Mais il suffisait de gratter un peu pour s’apercevoir que tout cela était déjà très fragile. Économiquement, l’Ethiopie est caractéristique de ce que Lionel Zinsou appelle « une croissance sans développement » : il existe une caste de millionnaires qui ont privatisé la téléphonie, les transports aériens, etc. mais sans développer quoi que ce soit sous tout cela : au classement de richesse, l’Ethiopie est le 173ème pays sur 189.
Politiquement, nous avons aujourd’hui un vrai risque autoritaire de la part d’Abiy Ahmed, je ne vois pas comment il espère s’en sortir sans renforcer le pouvoir central, et donc l’autoritarisme. Enfin, sur le plan institutionnel, l’Ethiopie refuse toute intervention ou enquête des Nations-Unies. Seule l’Union Africaine est tolérée (mais c’est plus commode étant donné que le pays la dirige).
Une particularité rare de ce conflit est qu’il est non-religieux (toutes les forces en présence sont chrétiennes). Peut-être est-ce pour cela que ce conflit intéresse peu : il n’y a ni richesse, ni conflit religieux. Personnellement, je ne crois pas qu’il va s’étendre à la Corne de l‘Afrique, car le Soudan, l’Erythrée et la Somalie sont les trois pays les plus pauvres, ravagés et dictatoriaux de la région (voire la planète).
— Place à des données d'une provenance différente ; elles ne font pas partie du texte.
PR #5349, opened 2023-05-23
Add nofib and lists to the list of longitudinal benchmarks

zeme-wana:


michaelpj (approved):

michaelpj:
Hmm, this was maybe a mistake. Now the job takes >2 hrs rather than 1hr before, which I think may just make it totally clogged, and makes it harder for us to run manual benchmarks :thinking:

thealmarty:
I requested this. It's more helpful to have more longitudinal benchmarks. We can pick a time when it's more "quiet" for this?

michaelpj:
I think adding `nofib` is good, but `lists` is really long and not that interesting, so I removed it.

Le seul espoir réside peut-être dans la Chine, premier investisseur en Ethiopie. Elle a construit dix grands complexes industriels et le chemin de fer reliant Addis-Abeba à Djibouti (où elle dispose d’installations portuaires). De plus Pékin a un important contrat pétrolier avec le Soudan. Elle se soucie sans doute comme d’une guigne de la situation humanitaire, mais ses intérêts dans la région l’inciteront peut-être à œuvrer pour la stabilité du pays.
Béatrice Giblin :
On annonce sans cesse l’éclatement possible de l’Ethiopie, mais je tiens à rappeler qu’il n’y a aucune revendication d’indépendance, ni même d’autonomie de la part des Tigréens. Le miracle éthiopien était en grande partie une forme de mirage, mais il y avait tout de même des résultats. La montée en puissance d’un grand nombre de jeunes Éthiopiens formés et parlant plusieurs langues est elle aussi une raison d’espérer.